What the task requires - When you reply, transcribe every line of the data below exactly.

*** Records supplied Section Begins ***

PR #2680, opened 2017-05-15

MarkusHackspacher:
change to the .format() function in horizons/ai/aiplayer/ files

### DIFF
--- a/horizons/ai/aiplayer/resourcemanager.py
+++ b/horizons/ai/aiplayer/resourcemanager.py
@@ -488,7 +488,7 @@ class SingleResourceManager(WorldObject):
 	def __str__(self):
 		if not hasattr(self, "resource_id"):
 			return 'UninitializedSingleResourceManager'
-		result = 'Resource {:d} production {:.5f}/{:.5f] ({:.5f} low priority)'.format(
+		result = 'Resource {:d} production {:.5f}/{:.5f} ({:.5f} low priority)'.format(
 			self.resource_id, self.available, self.total, self.low_priority)
 		for quota_holder, (quota, priority) in self.quotas.items():
 			result += '\n  {}quota assignment {:.5f} to {}'.format(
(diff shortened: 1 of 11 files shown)


horizons/ai/aiplayer/resourcemanager.py
```diff
@@ -487,9 +488,11 @@ def get_total_export(self):
 	def __str__(self):
 		if not hasattr(self, "resource_id"):
 			return 'UninitializedSingleResourceManager'
-		result = 'Resource %d production %.5f/%.5f (%.5f low priority)' % (self.resource_id, self.available, self.total, self.low_priority)
+		result = 'Resource {:d} production {:.5f}/{:.5f] ({:.5f} low priority)'.format(
```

*** Records supplied Section Ends ***

Task solution -
PR #2680, opened 2017-05-15

MarkusHackspacher:
change to the .format() function in horizons/ai/aiplayer/ files

### DIFF
--- a/horizons/ai/aiplayer/resourcemanager.py
+++ b/horizons/ai/aiplayer/resourcemanager.py
@@ -488,7 +488,7 @@ class SingleResourceManager(WorldObject):
 	def __str__(self):
 		if not hasattr(self, "resource_id"):
 			return 'UninitializedSingleResourceManager'
-		result = 'Resource {:d} production {:.5f}/{:.5f] ({:.5f} low priority)'.format(
+		result = 'Resource {:d} production {:.5f}/{:.5f} ({:.5f} low priority)'.format(
 			self.resource_id, self.available, self.total, self.low_priority)
 		for quota_holder, (quota, priority) in self.quotas.items():
 			result += '\n  {}quota assignment {:.5f} to {}'.format(
(diff shortened: 1 of 11 files shown)


horizons/ai/aiplayer/resourcemanager.py
```diff
@@ -487,9 +488,11 @@ def get_total_export(self):
 	def __str__(self):
 		if not hasattr(self, "resource_id"):
 			return 'UninitializedSingleResourceManager'
-		result = 'Resource %d production %.5f/%.5f (%.5f low priority)' % (self.resource_id, self.available, self.total, self.low_priority)
+		result = 'Resource {:d} production {:.5f}/{:.5f] ({:.5f} low priority)'.format(
```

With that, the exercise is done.